Over the last few years, students affected by the troubles in their home countries received grants from the Student Hardship Fund to allow them to complete their studies at Lancaster
Above: Joyce with her students (photo taken on a webcam in Zimbabwe)
A grant of £2,000 was made in 2011 to support a Zimbabwean distance-learning student to pay the remainder of her tuition fees when she faced financial dire straits in the face of Zimbabwe’s economic collapse.
“As a Zimbabwean student, I first came into contact with Lancaster University back in the year 2004 when I was selected for an online writing course, Crossing Borders. The course was a British Council and Lancaster University initiative, with Zimbabwean and Ugandan poets exchanging their work. In 2009, Lancaster University offered me the opportunity to study for an MA in the department of English and Creative Writing. At that point, as a school teacher in Zimbabwe, I could not raise the required fees. My salary was almost zero as Zimbabwe's currency was being eroded by record-breaking inflation. I thought I was going to regret the missed chance for the rest of my life.

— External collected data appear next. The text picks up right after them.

PR #2958, opened 2024-03-11
Add diffCalendarMonths to difference, date trait

JackedUpProgrammer:
**The diffCalendarMonths() method is used when checking the difference in calendar months for two financial dates.**

```
$fromDate = Carbon::parse("2023-12-25");
$toDate = Carbon::parse("2024-02-10");

// this will use days to check for months difference
dd($toDate->diffInMonths($fromDate)); // = 1 month

// unlike the above method, we will use calendar months difference (from Dec until Jan and from Jan until Feb) 
// this method will be used more in the financial fields
dd(diffCalendarMonths($fromDate, $toDate)); // = 2 months
```

### DIFF
--- a/src/Carbon/Traits/Date.php
+++ b/src/Carbon/Traits/Date.php
@@ -2904,7 +2904,7 @@ trait Date
         return $this->get($name);
     }
 
-    private function diffCalenderMonths(mixed $fromDate, mixed $toDate){
+    private function diffCalendarMonths(mixed $fromDate, mixed $toDate){
      
         if (empty($fromDate) || empty($toDate)){
             return null;
--- a/src/Carbon/Traits/Date.php
+++ b/src/Carbon/Traits/Date.php
@@ -2903,4 +2903,13 @@ trait Date
 
         return $this->get($name);
     }
+
+    private function diffCalenderMonths(mixed $fromDate, mixed $toDate){
+     
+        if (empty($fromDate) || empty($toDate)){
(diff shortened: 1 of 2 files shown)


kylekatarnls:
Hello, 👋

I would personally prefer to explicitly write:
```php
$fromDate = Carbon::parse("2023-12-25");
$toDate = Carbon::parse("2024-02-10");

dd($toDate->startOfMonth()->diffInMonths($fromDate->startOfMonth()));
```

Rather than having a `diffCalendarMonths` method which in my opinion has a name a bit ambiguous about what it does.

Also the need to get this value is rather specific to few business cases only.

Thus I would not see a high value in adding such method in Carbon itself.

On another note, we don't merge merge-requests unless they provide public API and include unit tests for it.

As is, private methods are not providing any feature to the library.

Last the Carbon convention is that such diff methods are using callable on Carbon objects and use this object as reference point, for instance you can create your method as a macro:

```php
Carbon::macro('diffInCalendarMonths', static function ($other) {
    $date = self::this();
    return $date->startOfMonth()->diffInMonths($date->resolveCarbon($other)->startOfMonth()));
});
```

And then you can call it in your code with:
```php
Carbon::parse("2023-12-25")->diffInCalendarMonths(Carbon::parse("2024-02-10"));
```
Or event:
```php
Carbon::parse("2023-12-25")->diffInCalendarMonths("2024-02-10");
```

PR #2969, opened 2024-03-15
[PHP 8.4] Fixes for implicit nullability deprecation

Ayesh:
Fixes all issues that emit deprecation notices on PHP 8.4 for implicit nullable parameter type declarations.

See:
 - [RFC](https://wiki.php.net/rfc/deprecate-implicitly-nullable-types)
 - [PHP 8.4: Implicitly nullable parameter declarations deprecated](https://php.watch/versions/8.4/implicitly-marking-parameter-type-nullable-deprecated)


kylekatarnls (approved):
Thanks :pray:

PR #2999, opened 2024-04-15
Fix: Allow carbon instance to be rounded by a CarbonInterval, which is not in default language

kohlerdominik:
Hello there!

## Bug description
In [Carbon\Traits\IntervalRounding::45](https://github.com/briannesbitt/Carbon/blob/master/src/Carbon/Traits/IntervalRounding.php#L45), we convert a CarbonInterval to a string, regardless of the language in which it was given. This fails, if:

- the user passes a CarbonInterval in a specific locale
- the user passes an Object, that is converted to a CarbonInterval, while the CarbonLocale is set to a language different than english.

## Suggested fix
As we are parsing english words, we should ensure in the library, that the passed `unit` is english, regardless of what the user does.

Therefore i suggest always to create a new CarbonInterval, set it's locale to default and parse the output of this object.

### DIFF
--- a/src/Carbon/Traits/IntervalRounding.php
+++ b/src/Carbon/Traits/IntervalRounding.php
@@ -42,7 +42,7 @@ trait IntervalRounding
         $unit = 'second';
 
         if ($precision instanceof DateInterval) {
-            $precision = (string) CarbonInterval::instance($precision, [], true);
+            $precision = (string) CarbonInterval::instance($precision)->locale('');
         }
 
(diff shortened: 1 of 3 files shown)


kohlerdominik:
Fixed and forcepushed non-camelCase variables.

I'm insecure what to do about the coverage change in [CarbonInterval](https://app.codecov.io/gh/briannesbitt/Carbon/pull/2999/indirect-changes). I added a new test for it in [7c52966](https://github.com/briannesbitt/Carbon/pull/2999/commits/7c529664f7bf2df860fc6c3258ada1e596e2f706).

kylekatarnls (approved):

PR #3022, opened 2024-05-24
Remove overridden EXCLUDE_START_DATE constant

iluuu1994:
This constant is has the same value as the one of the base class. Overriding this constant breaks in PHP 8.4 due to the addition of the constant type.

See https://github.com/php/php-src/pull/12361 for the discussion. We might end up reverting this, but it still doesn't seem like this constant is needed.

I wasn't sure which branch to target. Please let me know which one is correct and I can rebase.


kylekatarnls:
It's a relic from v2 where `CarbonPeriod` was not extending `DatePeriod`. It should have been removed at 3.0.0, my mistake.

iluuu1994:
@kylekatarnls Great, thank you for the quick merge! Will this land in the 3.x branch then?

PR #3030, opened 2024-05-31
Fix New Zealand daylight saving time format to pass hasFormat

Luoti:
I noticed that `hasFormat` does not pass if we are using for example [New Zealand's daylight saving time](https://en.wikipedia.org/wiki/Time_in_New_Zealand) that has time zone of +13:00.

I made this PR against 2.0 branch. I'm not sure if you accepts PR's anymore against it. I can create rebased PR to 3.0 branch as well if desired.


kylekatarnls (approved):

kylekatarnls:
Thank you 🙏

PR #2071, opened 2025-05-09
fix(node): set optimized default params for blob recovery

mlegner:
## Description

The blob recovery seems to massively improve with these changes. Tested on our Mysten Labs nodes and by Natsai, they increase the sliver-recovery rate from ~10 to >200 per second. See the following metrics after making the change on Mysten Labs 0 (change applied and node restarted around 8:00):

image

## Test plan

Already tested on a few nodes on Mainnet.

---

## Release notes

- [x] Storage node: Optimize default parameters for blob recovery to increase the recovery performance.

### DIFF
--- a/crates/walrus-service/src/node/config.rs
+++ b/crates/walrus-service/src/node/config.rs
@@ -545,7 +545,7 @@ pub struct BlobRecoveryConfig {
 impl Default for BlobRecoveryConfig {
     fn default() -> Self {
         Self {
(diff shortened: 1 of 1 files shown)


mlegner:
Thanks for the context, @halfprice. 

I'll close this PR, but it might still be worth tuning the default parameters, maybe @jpcsmith could take a look. We don't necessarily need to directly use the _optimal_ values, but if we are aware of _better_ values than the current ones, we should probably set them.

PR #2072, opened 2025-05-09
fix(node): increase limit for number of pending accept reset streams

mlegner:
## Description

Storage nodes frequently cancel pending requests to other storage nodes when they are no longer relevant. This triggers a limit within the `h2` crate and an associated warning that pollutes the logs.

Until we change the behavior of cancelling pending requests, we can increase the limit to a very high value to effectively disable the check.

Contributes to WAL-660.

## Test plan

Set this value in our Mysten Labs 1 node on Mainnet.

---

## Release notes

- [x] Storage node: Increase default value of `http2_max_pending_accept_reset_streams` parameter to disable warnings from the `h2` crate.

### DIFF
--- a/crates/walrus-service/node_config_example.yaml
+++ b/crates/walrus-service/node_config_example.yaml
@@ -65,7 +65,7 @@ rest_server:
   http2_max_concurrent_streams: 1000
   http2_initial_stream_window_size: null
   http2_initial_connection_window_size: null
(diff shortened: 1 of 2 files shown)


halfprice (approved):
Thanks @mlegner ! I think there might be an implication for this change that now there might be unlimited number of cancellable streams maintained on the server side. We should pay attention to the server memory usage.

PR #2082, opened 2025-05-12
chore: include extensions in gas benchmark

karlwuest:
## Description

Adds blob extensions to the gas benchmark.
Closes WAL-802

## Test plan

Manually ran benchmark.

---

## Release notes

- [ ] Storage node:
- [ ] Aggregator:
- [ ] Publisher:
- [ ] CLI:

### DIFF
--- a/crates/walrus-sui/benches/gas_cost_bench.rs
+++ b/crates/walrus-sui/benches/gas_cost_bench.rs
@@ -22,7 +22,13 @@ use walrus_core::{
     merkle::Node,
 };
 use walrus_sui::{
-    client::{BlobObjectMetadata, BlobPersistence, PostStoreAction, SuiContractClient},
+    client::{
+        BlobObjectMetadata,
+        BlobPersistence,
+        CertifyAndExtendBlobParams,
+        PostStoreAction,
+        SuiContractClient,
+    },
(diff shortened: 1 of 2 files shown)


crates/walrus-sui/benches/gas_cost_bench.rs
```diff
@@ -191,13 +209,38 @@ async fn gas_cost_for_contract_calls(args: Args) -> anyhow::Result<()> {
...
+                    .iter()
+                    .map(|blob| CertifyAndExtendBlobParams {
+                        blob,
+                        certificate: None,
+                        epochs_extended,
+                    })
+                    .collect();
+                walrus_client
+                    .as_ref()
+                    .certify_and_extend_blobs(&certify_and_extend_params, PostStoreAction::Keep)
```
giac-mysten, line 234: Question: why do we need the `certify_` part here, and not just extend?

giac-mysten (approved):
Thanks @karlwuest !

crates/walrus-sui/benches/gas_cost_bench.rs
karlwuest: That's because the walrus client uses `certify_and_extend_blobs` and we don't have an `extend_blobs` function (just this one or the singular `extend_blob`).

PR #2083, opened 2025-05-13
fix: RPC node failure resistance improvement

halfprice:
## Description

- For both RPC client and Sui client, we only create it when using it. 
- Before this change, the primary RPC node must be available when node is starting up. This PR removes this setup and finds an available RPC node to use when need.
- For checkpoint not produced error, before we constantly switching to other clients. Instead, we should treat the error as retriable error and retry shortly.

## Test plan

simtest

---

## Release notes

- [ ] Storage node:
- [ ] Aggregator:
- [ ] Publisher:
- [ ] CLI:

### DIFF
--- a/crates/walrus-sui/src/client/retry_client/failover.rs
+++ b/crates/walrus-sui/src/client/retry_client/failover.rs
@@ -7,12 +7,7 @@ use std::{collections::BTreeSet, future::Future, iter::once, sync::Arc, time::Du
 use sui_macros::fail_point_if;
 use tokio::sync::Mutex;
 
-use super::{
-    RetriableClientError,
-    RetriableRpcError,
-    ToErrorType,
-    retry_count_guard::RetryCountGuard,
-};
+use super::{RetriableClientError, ToErrorType, retry_count_guard::RetryCountGuard};
 use crate::client::{SuiClientError, SuiClientMetricSet};
 
 /// A trait that defines the implementation of a thunk to build (or re-use) a client lazily.
@@ -134,13 +129,13 @@ impl<ClientT, BuilderT: LazyClientBuilder<ClientT> + std::fmt::Debug>
 
     /// Returns the current client's RPC URL.
     // This is a helper function is mainly used for logging.
-    pub async fn get_current_rpc_url(&self) -> String {
+    pub async fn get_current_rpc_url(&self) -> anyhow::Result<String> {
         match self.state.lock().await.as_ref() {
             Some(state) => state
                 .rpc_url
                 .clone()
-                .unwrap_or_else(|| "unknown_url".to_string()),
-            None => "uninitialized_client".to_string(),
+                .ok_or_else(|| anyhow::anyhow!("no rpc url specified in failover state")),
+            None => Err(anyhow::anyhow!("no client initialized in failover wrapper")),
         }
     }
 
@@ -174,21 +169,20 @@ impl<ClientT, BuilderT: LazyClientBuilder<ClientT> + std::fmt::Debug>
         tried_client_indices: &mut BTreeSet<usize>,
         state: &mut Option<FailoverState<ClientT>>,
     ) -> Result<Arc<ClientT>, FailoverError> {
-        // Check if the state of the FailoverWrapper has already advanced to a client we haven't
-        // tried yet. If so, go ahead and use that one. Note that this condition is subtle as it
-        // mutates the `tried_client_indices`.
-        if let Some(state) = state.as_mut() {
+        // Compute the next wrapped index.
+        let mut next_index = if let Some(state) = state.as_ref() {
+            // Check if the state of the FailoverWrapper has already advanced to a client we haven't
+            // tried yet. If so, go ahead and use that one. Note that this condition is subtle as it
+            // mutates the `tried_client_indices`.
             if tried_client_indices.len() < self.max_tries
                 && tried_client_indices.insert(state.current_index)
             {
                 return Ok(state.client.clone());
             }
-        };
 
-        // Compute the next wrapped index.
-        let mut next_index = if let Some(state) = state.as_ref() {
             (state.current_index + 1) % self.client_count()
         } else {
+            // If the FailoverWrapper is not initialized, start from the first client.
             0
         };
 
@@ -198,7 +192,7 @@ impl<ClientT, BuilderT: LazyClientBuilder<ClientT> + std::fmt::Debug>
             // PLAN phase.
             if tried_client_indices.len() >= self.max_tries {
                 return Err(FailoverError::FailedToGetClient(format!(
-                    "max failovers {} exceeded",
+                    "max failovers exceeded [max_tries={}]",
                     self.max_tries
                 )));
             }
@@ -251,11 +245,7 @@ impl<ClientT, BuilderT: LazyClientBuilder<ClientT> + std::fmt::Debug>
     where
         F: FnMut(Arc<ClientT>, &'static str) -> Fut,
         Fut: Future<Output = Result<R, E>>,
-        E: MakeRetriableError
-            + RetriableRpcError
-            + ToErrorType
-            + std::fmt::Debug
-            + From<FailoverError>,
+        E: MakeRetriableError + ToErrorType + std::fmt::Debug + From<FailoverError>,
     {
         let mut retry_guard = metrics
             .as_ref()
@@ -317,20 +307,28 @@ impl<ClientT, BuilderT: LazyClientBuilder<ClientT> + std::fmt::Debug>
                     return Ok(result);
                 }
                 Err(error) => {
-                    // If the error is not eligible for failover, return it immediately.
-                    if !error.is_retriable_rpc_error() {
-                        tracing::debug!(
-                            ?error,
-                            "error is not eligible for failover, returning the last failed error",
-                        );
-                        return Err(error);
-                    }
+                    // Note that currently, for any kind of errors, we will failover to the next
+                    // client, event including application level errors. Although this is not
+                    // desirable, it is also hard to compose an extensive list of errors that we
+                    // should or should not failover on.
+                    // For any error that is not supposed to failover, we should return the error
+                    // here immediately. This process can be based on experience and add any error
+                    // that is not supposed to failover to the list.
+                    //
+                    // TODO(zhewu): we should add a new trait for this, and implement it for all
+                    // errors that are not supposed to failover.
 
-                    let failed_rpc_url = self.get_current_rpc_url().await;
+                    let failed_rpc_url = self
+                        .get_current_rpc_url()
+                        .await
+                        .unwrap_or_else(|error| error.to_string());
                     match self.fetch_next_client(&mut tried_client_indices).await {
                         Ok(next_client) => {
                             client = next_client;
-                            let next_rpc_url = self.get_current_rpc_url().await;
+                            let next_rpc_url = self
+                                .get_current_rpc_url()
+                                .await
+                                .unwrap_or_else(|error| error.to_string());
                             tracing::event!(
                                 // A custom target for filtering.
                                 target: "walrus_sui::client::retry_client::failover",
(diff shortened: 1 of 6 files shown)


crates/walrus-sui/src/client/retry_client/failover.rs
```diff
@@ -74,7 +74,7 @@ impl MakeRetriableError for RetriableClientError {
 #[derive(Clone)]
 pub struct FailoverWrapper<ClientT, BuilderT: LazyClientBuilder<ClientT> + std::fmt::Debug> {
     lazy_client_builders: Vec<BuilderT>,
-    state: Arc<Mutex<FailoverState<ClientT>>>,
+    state: Arc<Mutex<Option<FailoverState<ClientT>>>>,
```
liquid-helium, line 76: nit:  `std::sync::OnceCell::get_or_try_init()` would handle the synchronization and lazy initialization, it could replace both the LazyClientBuilder and FalioverState

wbbradley: I'm not sure how OnceCell could replace LazyClientBuilder or FailoverState. They contains app-specific data.

liquid-helium: Not to 'replace', but to implement LazyClientBuilder with OnceCell, which holds the Client after the first initialization, so that we don't need Arc<Mutex<Option<FailoverState<ClientT>>>>, to track the client and/or if they have been created.
Also it provides build-in synchronization.

halfprice: Thanks @liquid-helium ! It'll be nice to do this if I had read your comment earlier. I used a different approach to address the constant creating new client issue. I think we should not failover in such case, but simply retry the call in the same RPC.

Using the `sync::Once` is a good optimization, but now I think about it, there is another code path where the rpc client monitors the number of client failures and re-create clients, to account for GRPC proxy stuckness issue, and I don't know how complicated to incorporate that logic when using OnceCell though.

crates/walrus-sui/src/client/retry_client/failover.rs
```diff
@@ -108,29 +112,36 @@ impl<ClientT, BuilderT: LazyClientBuilder<ClientT> + std::fmt::Debug>
...
 
         Ok(Self {
-            max_tries,
-            state: Arc::new(Mutex::new(FailoverState {
-                client: lazy_client_builders[0].lazy_build_client().await?,
-                rpc_url: lazy_client_builders[0].get_rpc_url().map(|s| s.to_string()),
-                current_index: 0,
-            })),
             lazy_client_builders,
+            state: Arc::new(Mutex::new(None)),
```
wbbradley, line 111: Just noting that this delays the call to `ensure_experimental_rest_endpoint_exists` that was otherwise happening eagerly. This might not be a problem, but just wanted to be sure it's been considered.

halfprice: Yes. I'm aware that and my personal opinion is that we don't really need that `ensure_experimental_rest_endpoint_exists`. Now, even if that fails, we just switch to the next client, which is also better than just failing the node directly.

crates/walrus-sui/src/client/retry_client/failover.rs
liquid-helium: Agreed, if we have to recreate the Client, OnceCell will make it complicated. The current approach looks good, thanks @halfprice.

crates/walrus-sui/src/client/retry_client/failover.rs
```diff
@@ -269,6 +317,15 @@ impl<ClientT, BuilderT: LazyClientBuilder<ClientT> + std::fmt::Debug>
                     return Ok(result);
                 }
                 Err(error) => {
+                    // If the error is not eligible for failover, return it immediately.
+                    if !error.is_retriable_rpc_error() {
+                        tracing::debug!(
```
liquid-helium: This seems to be too strict for failover, the current retriable_rpc_error is designed for retry on the same rpc endpoint, but failover should be able to cover more errors.
I can see that when a full node is lagging in a reasonable range, we could retry more on the same fullnode, instead of trying another one, but the same error could also indicate a real lagging.
Perhaps we can increase the retry-timeout for a single node on 'retriable-rpc-errors', then if it times out, we know we need to switch to the next one.

crates/walrus-sui/src/client/retry_client/failover.rs
wbbradley: I agree. Maybe we should put a TODO in to remove ensure_experimental_rest...

crates/walrus-sui/src/client/retry_client/failover.rs
```diff
@@ -108,29 +112,36 @@ impl<ClientT, BuilderT: LazyClientBuilder<ClientT> + std::fmt::Debug>
...
+                    .await?;
+                Ok(client)
+            }
+        }
     }
 
-    /// Returns the name of the current client.
+    /// Returns the current client's RPC URL.
+    // This is a helper function is mainly used for logging.
     pub async fn get_current_rpc_url(&self) -> String {
```
wbbradley: Now that the number of error cases for this routine has grown from 1 to 2, I think it is worth changing the return type to anyhow::Result\<String\>, and forcing the caller to understand that the returned value is not actually a URL. This would just bulletproof this method a bit more, so we don't have to read it and wonder whether the callers are trying to use this URL.

crates/walrus-sui/src/client/retry_client/failover.rs
```diff
@@ -148,29 +159,48 @@ impl<ClientT, BuilderT: LazyClientBuilder<ClientT> + std::fmt::Debug>
...
+    ) -> Result<Arc<ClientT>, FailoverError> {
         // Check if the state of the FailoverWrapper has already advanced to a client we haven't
         // tried yet. If so, go ahead and use that one. Note that this condition is subtle as it
         // mutates the `tried_client_indices`.
-        if tried_client_indices.len() < self.max_tries
-            && tried_client_indices.insert(state.current_index)
-        {
-            return Ok(state.client.clone());
-        }
+        if let Some(state) = state.as_mut() {
```
wbbradley:
```suggestion
        if let Some(state) = state.as_ref() {
```
No need for `as_mut` here as far as I can tell?

wbbradley: Could also coalesce this `if let` with the next statement (assignment of `next_index`).

crates/walrus-sui/src/client/retry_client/failover.rs
```diff
@@ -148,29 +159,48 @@ impl<ClientT, BuilderT: LazyClientBuilder<ClientT> + std::fmt::Debug>
...
         // let that stop us from trying the next one.
         loop {
             // PLAN phase.
             if tried_client_indices.len() >= self.max_tries {
-                return Err(FailoverError::FailedToGetClient(
-                    "max failovers exceeded".to_string(),
-                ));
+                return Err(FailoverError::FailedToGetClient(format!(
+                    "max failovers {} exceeded",
+                    self.max_tries
```
wbbradley:
```suggestion
                    "max failovers exceeded [max_tries={}]",
                    self.max_tries
```
nit: this will make it a hair easier to find in logs

crates/walrus-sui/src/client/retry_client/failover.rs
wbbradley: I agree that I don't think this change should live at this layer. I think the retry mechanics (via `retry_rpc_errors`) handle retry against a single url, and the failover mechanics are for when the retries are exhausted. We shouldn't leak retry logic into this layer until we are actually ready to handle all retry logic at this layer.

crates/walrus-sui/src/client/retry_client/failover.rs
```diff
@@ -281,7 +338,7 @@ impl<ClientT, BuilderT: LazyClientBuilder<ClientT> + std::fmt::Debug>
                                 last_error = ?error,
                                 failed_rpc_url,
                                 next_rpc_url,
-                                "Failed to execute operation on client, retrying with next client"
+                                "failed to execute operation on client, retrying with next client"
```
wbbradley, line 339: I wonder if there is a lint for this we can use.

crates/walrus-sui/src/client/retry_client/retriable_rpc_client.rs
```diff
@@ -525,7 +561,7 @@ impl RetriableClientError {
     /// The time window during which failures are counted.
     const FAILURE_WINDOW: Duration = Duration::from_secs(300);
     /// The maximum number of failures allowed.
-    const MAX_FAILURES: usize = 100;
+    const MAX_FAILURES: usize = 20;
```
wbbradley: From above, it's unclear why we are moving retry logic into the failover logic.

crates/walrus-sui/src/client/retry_client/retriable_rpc_client.rs
```diff
@@ -603,3 +639,13 @@ impl From<tonic::Status> for CheckpointRpcError {
...
     }
 }
+
+impl CheckpointRpcError {
+    pub(crate) fn is_checkpoint_not_produced(&self) -> bool {
+        self.status.code() == tonic::Code::NotFound
+            && self
+                .status
+                .checkpoint_height()
+                .is_some_and(|height| self.checkpoint_seq_num.unwrap_or(0) > height)
```
wbbradley, line 661: Should this be `>=`? Does `self.checkpoint_seq_num` represent the last loaded checkpoint, or the next checkpoint? If it's already loaded `self.checkpoint_seq_num`, then we should change `>` to `>=`, I think?

crates/walrus-sui/src/client/retry_client/retriable_sui_client.rs
```diff
@@ -134,9 +134,36 @@ impl LazySuiClientBuilder {
 impl LazyClientBuilder<SuiClient> for LazySuiClientBuilder {
     // TODO: WAL-796 Out of concern for consistency, we are disabling the failover mechanism for
     // SuiClient for now.
-    const DEFAULT_MAX_TRIES: usize = 1;
+    const DEFAULT_MAX_TRIES: usize = 5;
```
wbbradley, line 137: I'm not sure we should bundle all these changes with the actual enabling of the SuiClient's lazy failover, especially since we are not addressing the previously identified consistency issues.

wbbradley: Maybe you could turn it on in `#[cfg(msim)]` though?

crates/walrus-sui/src/client/retry_client/retriable_rpc_client.rs
halfprice: `self.checkpoint_seq_num` is the checkpoint that the walrus node tries to read.

crates/walrus-sui/src/client/retry_client/retriable_sui_client.rs
halfprice: As I mentioned in slack, without this change, any one RPC node creation failure would prevent the `RetriableSuiClient` to fail initialize, also we should just enable Sui client failover as well.

crates/walrus-sui/src/client/retry_client/retriable_rpc_client.rs
halfprice: Reverted this change. Changes related to this configure change is now handled in #2090

crates/walrus-sui/src/client/retry_client/failover.rs
halfprice: done

crates/walrus-sui/src/client/retry_client/failover.rs
halfprice: As discussed offline, I removed this filter and added a comment and a TODO about for any future noticed application error that we shouldn't failover, we need to add a filter here.

crates/walrus-sui/src/client/retry_client/failover.rs
halfprice: Done.

crates/walrus-sui/src/client/retry_client/failover.rs
halfprice: Done. Good catch!

halfprice:
Hi @wbbradley , I'm going to merge this so that I can integrate this PR into #2090 . If you have further comments, I'll address them in a follow up PR.

PR #2086, opened 2025-05-13
chore: retry connection establishment in FailoverWrapper::new

wbbradley:
## Description

Retry connection establishment in FailoverWrapper::new.

## Test plan

CI Pipeline.


wbbradley:
It looks like a more lazy approach is being sought out in #2083. I'll close this out.

PR #2087, opened 2025-05-13
ci: automate release creation

ebmifa:
## Description
automate Walrus release creation

## Test plan
Will test after this lands

### DIFF
--- a/.github/workflows/create-release-announce.yml
+++ b/.github/workflows/create-release-announce.yml
@@ -12,7 +12,7 @@ on:
         required: true
 
 env:
-  RELEASE_NOTES_FILE: "./release_notes.txt"        
+  RELEASE_NOTES_FILE: "./release_notes.txt"
 
 jobs:
   generate-tag-release:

When the University announced that there was a scholarship to be awarded to a student in difficult circumstances, my hopes were raised. I needed only to apply. Imagine my joy on learning that I had made it into the top two. I have been on the course for almost two years now. It is a good thing it is coming to an end but I am going to miss it. It has made my life so much more purposeful. The online tutorials and conferences have been so informative it is hard to imagine better learning channels.
I would like to express heartfelt gratitude to the University and all those who donate to it, for making my scholarship possible and my dream a reality.”
Rahaf Aldoughli, an English Literary Studies MA student, was being sponsored by the University of Aleppo in Syria. However, as a result of the political crisis she had not received any living expense money. Increasing difficulties in Syria meant that family back home were unable to financially support Rahaf, whose brother and father were arrested. Rahaf and her husband and child were granted asylum in the UK. Lancaster University waived the outstanding tuition fees and the Friends Programme grant provided living costs to the Rahaf and her family.
“My dream was on the verge of vanishing if this award was not given to me. It has offered me a chance to get out of the hardship that my family and my country are going through. Thank you.”
Rahaf is now studying for a PhD in Politics at Lancaster and has ambitions to become a writer and lecturer in the future.
Many donations given to the University’s Friends Programme are directed to the student hardship fund which supports students from a wide variety of backgrounds through no fault of their own, run into financial trouble during their studies. Donations to the student hardship fund provide the financial means to allow these students to successfully complete their qualifications.